Завершала галерею камеры № 15 группа безграмотных польских преступников, получивших сроки за ограбления и убийства. Это были изверги, которые, используя все свое свободное время, постоянно изобретали новые формы издевательств для своих сокамерников. Находясь под защитой администрации, они постоянно и открыто издевались над своими соседями. Горе тем, кто оказывал сопротивление. Они докладывали о непослушании, и жертву забирали из камеры, после чего какой-нибудь садист буквально кромсал виновного на части. Частенько жертву возвращали обратно в камеру со сломанными ребрами, выбитыми зубами и так далее. Мол, свалился с лестницы. Никто даже не осмеливался признаться в том, что его избили.
Рождество 1947 года не походило на прежние. Через толстые стены до нас долетают звуки органа и звон колокола, созывающего к мессе. Это величественное здание было построено в XIV веке, прежде здесь был монастырь. Некоторые из нас опускаются на колени прямо перед крестом, он висит в стенной нише oddczias, где людей калечат во время торжественной мессы. В это же самое время в соседнем здании гудят двигатели и визжит пила.
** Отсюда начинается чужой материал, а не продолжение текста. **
PR #28, opened 2020-08-08
add const constructors to KeyValueSorter

dtaller:


src/care/KeyValueSorter.h
```diff
@@ -223,6 +223,24 @@ class KeyValueSorter<T, RAJADeviceExec> {
...
+      /// @param[in] arr - The managed array to copy elements from
+      /// @return a KeyValueSorter instance
+      ///////////////////////////////////////////////////////////////////////////
+      KeyValueSorter<T, RAJADeviceExec>(const size_t len, const host_device_ptr<const T>& arr)
+      : m_len(len)
+      , m_ownsPointers(true)
+      , m_keys(len, "m_keys")
+      , m_values(len, "m_values")
+      {
+         setFromArray(len, arr.data());
```
adayton1, line 241: There is an overload of setFromArray that takes a `const host_device_ptr<T>&` as an argument. But the method never writes to it, so you should be able to make the argument a `const host_device_ptr<const T>&` and not have to use `.data()` here since that results in an extra copy to the host.

src/care/KeyValueSorter.h
```diff
@@ -223,6 +223,24 @@ class KeyValueSorter<T, RAJADeviceExec> {
...
+      ///////////////////////////////////////////////////////////////////////////
+      /// @author Alan Dayton
+      /// @brief Constructor
+      /// Allocates space and initializes the KeyValueSorter by copying
+      ///    elements and ordering from the given managed array
+      /// @param[in] len - The number of elements to allocate space for
+      /// @param[in] arr - The managed array to copy elements from
+      /// @return a KeyValueSorter instance
+      ///////////////////////////////////////////////////////////////////////////
+      KeyValueSorter<T, RAJADeviceExec>(const size_t len, const host_device_ptr<const T>& arr)
```
adayton1, line 235: You should simply be able to update the above constructor to accept `const host_device_ptr<const T>&` rather than adding another constructor.

src/care/KeyValueSorter.h
```diff
@@ -757,6 +775,25 @@ class KeyValueSorter<T, RAJA::seq_exec> {
...
+      ///////////////////////////////////////////////////////////////////////////
+      /// @author Alan Dayton
+      /// @brief Constructor
+      /// Allocates space and initializes the KeyValueSorter by copying
+      ///    elements and ordering from the given managed array
+      /// @param[in] len - The number of elements to allocate space for
+      /// @param[in] arr - The managed array to copy elements from
+      /// @return a KeyValueSorter instance
+      ///////////////////////////////////////////////////////////////////////////
+      KeyValueSorter<T, RAJA::seq_exec>(const size_t len, const host_device_ptr<const T>& arr)
```
adayton1, line 787: You should simply be able to update the above constructor to accept `const host_device_ptr<const T>&` rather than adding another constructor.

src/care/KeyValueSorter.h
adayton1: If the compiler doesn't like `const T` when `T` is already const (i.e. if `T` is `const real8`, I don't know how it would handle `const const real8`), then you could use type traits: `using T_const = typename std::add_const<T>::type;` Then you should be able to use `const host_device_ptr<T_const>&`. You'd have to include the <type_traits> header in this case.

dtaller: const host_device_ptr<const T>& worked fine, changed setFromArray to be consistent

src/care/KeyValueSorter.h
dtaller: Done, changed setFromArray to have the same signature also

src/care/KeyValueSorter.h
dtaller: Done

PR #34, opened 2020-08-21
Bugfixes and regression tests

adayton1:
Fixes several issues due to implicit casting and adds regression tests to make sure those issues don't come back.


reproducers/ReproducerManagedPtr.cpp
```diff
@@ -0,0 +1,76 @@
...
+   private:
+      int* m_data;
+      care::host_device_ptr<int> m_managedData;
+};
+
+
+int main(int, char**) {
+   // Set up data
+   int length = 10;
+   int data[10] = {0, 0, 0, 0, 0, 0, 0, 0, 0, 0};
```
dtaller, line 57: This is not a big deal, but you can just do int data[10] = {0} and then all ten elements would be 0. Would also work

src/care/host_device_ptr.h
```diff
@@ -422,6 +438,17 @@ namespace care {
    void using_host_device_ptr_outside_of_raja_loop_not_allowed(T foo); 
 } // namespace care
 
+#if !defined(CARE_ENABLE_IMPLICIT_CONVERSIONS)
+
+// TODO: Declaring these functions causes problems with a project that depends on CARE
```
dtaller, line 443: Thanks for figuring this out

test/TestKeyValueSorter.cpp
```diff
@@ -0,0 +1,225 @@
...
+
+// other library headers
+#include "gtest/gtest.h"
+
+// care headers
+#include "care/array.h"
+#include "care/care.h"
+#include "care/KeyValueSorter.h"
+
+TEST(KeyValueSorter, SizeConstructor)
```
dtaller, line 20: Thanks for adding more tests

adayton1: This definitely made it easier to test what fixes were needed when implicit casts were enabled.

src/care/host_device_ptr.h
adayton1: No problem. I've got some ideas for a better solution, but they should be in a separate pull request.

reproducers/ReproducerManagedPtr.cpp
adayton1: Actually, that pattern usually leads to people misunderstanding what is happening. If I did `int data[10] = {1};` most people would think that it would be all filled with 1s, but actually there would be only one 1 and nine 0s. I believe I could do `int data[10] = {};` but that isn't necessarily clear, either.

Issue #9, opened 2019-02-01
Deployment tasks


reginafcompton:
We can handle some deployment tasks early on, mainly, spinning up a Just Spaces server (if we want to do this) and deploying a staging site. 

Before starting this issue, I'll touch base with the DevOps team re: https://github.com/datamade/devops/issues/66

reginafcompton:
We will deploy the Just Spaces staging site on the Staging server [(given our conversation during devops).](https://github.com/datamade/devops/issues/66#issuecomment-460327717)

@beamalsky - we're trying out [a new pattern for creating deployment scripts](https://github.com/datamade/deploy-a-site/pull/45): you'll be taking the freshly written documentation for a test drive! Follow the deploy-a-site documentation, as it appears in the [cookie-cutter branch](https://github.com/datamade/deploy-a-site/tree/cookiecutter). @hancush will look forward to any feedback you have!

beamalsky:
Exciting !!

Issue #8, opened 2019-02-01
Create user login


reginafcompton:
We can safely complete the first part of 3.1. Most of this should be out-of-the-box Django.

```
3.1 Admin backend
DataMade will setup a basic administrative interface that will allow users to create accounts, login, and manage data. The basic components will include:

* Account creation
* Secure user login
* Password retrieval
```

reginafcompton:
This issue has one element of complexity: users should belong to a particular Agency (from the PLDP).

I can imagine a solution, wherein the users select a Agency from a dropdown (with results generated from our database). We could have UCD pre-populated as an agency, for this initial version.

We also need to think about when and how we populate our database with Agencies. Is there public form that just auto-generates these organizations? Or do all participating Agencies need to be approved by UCD?

beamalsky:
I propose that in our first iterations we assume that DataMade/UCD will need to add new agencies

reginafcompton:
I concur.

reginafcompton:
We'll open a different issue for password retrieval and email set-up.

beamalsky:
Closed by #33

Issue #7, opened 2019-02-01
Create a Django project


reginafcompton:
Initiate a Django project for Just Spaces!

beamalsky:
Completed!

PR #10, opened 2019-02-04
Create a Django project

beamalsky:
Completes #7, pending review from @reginafcompton !

Waiting on wireframe review from UCD to start on views and templates. After this is complete I can start #8 and #9.


.gitignore
```diff
@@ -1,104 +1,9 @@
...
-
-# mypy
-.mypy_cache/
+.DS_Store
+/keyrings/live/pubring.gpg~
+/keyrings/live/pubring.kbx~
+/keyrings/live/secring.gpg
+*.pyc
+/justspaces/local_settings.py
+/configs/local_settings.py.travis
```
reginafcompton: You can use a couple different files for travis settings. 

1. The `deploy-a-site` documentation suggests using [the `test_config`](https://github.com/datamade/deploy-a-site/blob/master/Setup-deployment-hook.md#setup-codedeploy-hook-for-github--travis-ci). 

2. I used the [`local_settings.py.example` for travis in CES](https://github.com/datamade/coordinated-entry-screening/blob/master/.travis.yml#L23) (and I prefer that practice now), since it's a good way to check that your example file stays up-to-date. 

Either way, you probably do not want a travis-specific settings file, so as to avoid having *another* settings file to keep track of.

.gitignore
```diff
@@ -1,104 +1,9 @@
...
+/configs/local_settings.py.staging
+/configs/local_settings.py.production
```
reginafcompton: The deploy-a-site templates put `py` at the end of the file name:
https://github.com/datamade/deploy-a-site/blob/a20345bdc85125cd69b4f7891a6b11bd6e406a72/templates/django/%7B%7Bcookiecutter.directory_name%7D%7D/scripts/after_install.sh#L36

Let's follow the documented practice.

keyrings/live/blackbox-admins.txt
```diff
@@ -0,0 +1,2 @@
+beamalsky@gmail.com
+reginafcompton@gmail.com
```
reginafcompton: Either Derek or Forest should be on every project. Let's add Derek.

tests/test_example.py
```diff
@@ -0,0 +1,4 @@
+import pytest
```
reginafcompton: Hooray! You read my mind.

.gitignore
beamalsky: Oh I like your example file method!

keyrings/live/blackbox-admins.txt
beamalsky: Added!

tests/test_example.py
beamalsky: 🎉

.gitignore
reginafcompton: great - can you remove `local_settings.py.travis.gpg`? (don't forget to deregister it with blackbox, first! and also delete the directive for it in the gitignore.)

PR #14, opened 2019-02-06
Deployment tasks

beamalsky:


beamalsky:
Closes #9

.travis.yml
```diff
@@ -0,0 +1,36 @@
...
+- pip install --upgrade pip
+- pip install -r requirements.txt
+addons:
+  postgresql: '9.6'
+  apt:
+    packages:
+    - postgresql-9.6-postgis-2.3
+before_script:
+- psql -c 'create database "just-spaces";' -U postgres
+- psql -U postgres -d travis -c "create extension postgis"
```
reginafcompton: I don't think we need lines 17 and 18 to run the migrations: you would need them if your tests do not setup the database for you, I think. (The travis docs suggests doing exactly what you've done, but I think that's if your tests need the Postgres environment: https://docs.travis-ci.com/user/database-setup/#using-postgresql-in-your-builds.)

Can we try it without lines 17 and 18?

justspaces/local_settings.example.py
```diff
@@ -13,7 +13,7 @@
     'default': {
         'ENGINE': 'django.contrib.gis.db.backends.postgis',
         'NAME': 'just-spaces',
-        'USER': '',
+        'USER': 'postgres',
```
reginafcompton: This might change depending on my comment above, i.e., you  might be able to leave it as a blank string.

.travis.yml
beamalsky: Yep let me give it a shot! The deploy-a-site docs say to include `psql -U postgres -d travis -c "create extension postgis"` but not `psql -c 'create database "just-spaces";' -U postgres`. I did that first, but Travis complained about not seeing a database.

beamalsky: Result: `psycopg2.OperationalError: FATAL:  database "just-spaces" does not exist`

PR #17, opened 2019-02-14
Survey tool: Create

beamalsky:
The start of survey form building functionality. Surveys will have to interact with agencies, locations, and studies, so I've sketched out the basic model forms for each of those.


justspacesapp/static/css/custom.css
```diff
@@ -0,0 +1,268 @@
...
+/* ---------------------------------------------------
+    SIDEBAR STYLE
+----------------------------------------------------- */
+
+.wrapper {
+    display: flex;
+    align-items: stretch;
+}
+
+#sidebar {
```
reginafcompton: It's typically best practice to use classes for CSS styles. (You can find myriad discussions about this: a cursory search turned up [this article](https://dev.to/claireparker/reasons-not-to-use-ids-in-css-4ni4).) 

I'll leave it up to you, ultimately, but let me know what you think.

[N.b., I see that you use [`#sidebar` in the JS.](https://github.com/datamade/just-spaces/pull/17/files#diff-a9ed6d5e5bde2db9db7ce31a5712bda4R71) That makes sense.]

justspacesapp/static/css/custom.css
```diff
@@ -0,0 +1,268 @@
...
+
+#sidebar.active {
+    min-width: 80px;
+    max-width: 80px;
+    text-align: center;
+}
+
+#sidebar.active .sidebar-header h3,
+#sidebar.active .CTAs {
+    display: none;
```
reginafcompton: Would it be best to use the more modular Bootstrap 4 utilities for these styles (`display: none`, `display:block`, `text-align`)? It's certainly more conventional to follow the Bootstrap paradigm, but I am not sure how many individual elements you'd have to handle.

https://getbootstrap.com/docs/4.0/utilities/display/#notation

justspacesapp/templates/base.html
```diff
@@ -0,0 +1,43 @@
...
+<!doctype html>
+<html lang="en">
+  <head>
+    <meta charset="utf-8">
+    <meta name="viewport" content="width=device-width, initial-scale=1, shrink-to-fit=no">
+    <!-- <link rel="icon" href="{% static 'images/favicon.jpg' %}"> -->
+
+    <!-- JS -->
+    <script
+    src="https://code.jquery.com/jquery-2.2.4.min.js"
```
reginafcompton: Let's host a copy of the jquery.js, rather than using the CDN (then, we need not worry about ever losing access to the CDN). You can run `curl https://code.jquery.com/jquery-2.2.4.min.js` to get it.

reginafcompton: Oh, maybe related (?), what's that integrity property do?

justspacesapp/templates/base.html
```diff
@@ -0,0 +1,43 @@
...
+
+    <title>Just Spaces</title>
+  </head>
+
+  <body>
+
+      {% include "sidebar.html" %}
+
+          <!-- Page Content  -->
+          <div id="content">
```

Оставшаяся в маленькой часовне, где стены еще сохранили фрески с изображениями святых, исповедальня используется как туалет. Здесь предостаточно времени, чтобы размышлять о подобных вещах.
Одного пастора раздели догола и гоняли по голому цементному полу, его истязатели лапали его, отпуская мерзкие, грязные шутки, а потом он должен был созерцать, пока сопляки-гомосексуалисты ублажали друг друга. Вмешаться? Попытаться остановить их? Куда там, если ты не хочешь остаться инвалидом на всю жизнь и надеешься все же выбраться отсюда. И вот что любопытно: с самого начала этот сброд относился с уважением к тем, кто в упор не замечал происходящего. Поговаривали, что, дескать, они не знают, что со мной делать, не могут найти ни единого повода для придирок.
Среди тюремных надзирателей были и те, кто по сравнению с остальными обращался со мной вежливо и сознательно не замечал часть нарушений во время частых досмотров и проверок. Раз в две недели в банный день тюремщики развлекались тем, что включали в душе либо кипяток, либо ледяную воду. Никому не разрешалось отходить в сторону, но я упрямо как осел отходил, и, тем не менее, ухитрялся не быть наказанным.
Пока я лежал в госпитале, адвокат Д. выхлопотал для меня разрешение отправить от моего имени письмо в высшие инстанции польской власти. На трех страницах на польском языке он среди всего прочего сообщил, что, как военнопленного, меня не должен был судить гражданский суд, что я попал сюда незаслуженно и был осужден несправедливо и что я требую возобновить судебное разбирательство. В присутствии тюремного надзирателя я подписал письмо, но так никогда и не узнал, было ли оно отправлено и получено адресатом. «В любом случае, — сказал мой коллега, — его точно прочитает тюремная администрация, ты только выиграешь от этого».